Your goal: Please give back, exactly as written, only the line containing "Regenerate all services" and every line after it until the data below ends.

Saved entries
····················

PR #662, opened 2021-10-02
cognito-idp: optional UserPoolAddOnsType.AdvancedSecurityMode

endgame:
If a `CreateUserPool` call is sent to Cognito with no `UserPoolAddOns`
set, Cognito will return `"UserPoolAddOns": {}`, which causes
deserialisation failure.

Closes #473.

PR #648, opened 2021-09-30
amazonka-autoscaling: AutoScalingGroupName should be optional

endgame:
Boto is lying, and the sample response does not include this field.
http://docs.aws.amazon.com/AutoScaling/latest/APIReference/API_TerminateInstanceInAutoScalingGroup.html#API_TerminateInstanceInAutoScalingGroup_Examples

Closes #342

PR #663, opened 2021-10-04
 Regenerate all services using latest definitions

brendanhay:
Contains the result of generator updates from #640, #648 ,#649, #661, and #662.


endgame (approved):
I see nothing alarming in this.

····················

Result for this task:
 Regenerate all services using latest definitions

brendanhay:
Contains the result of generator updates from #640, #648 ,#649, #661, and #662.


endgame (approved):
I see nothing alarming in this.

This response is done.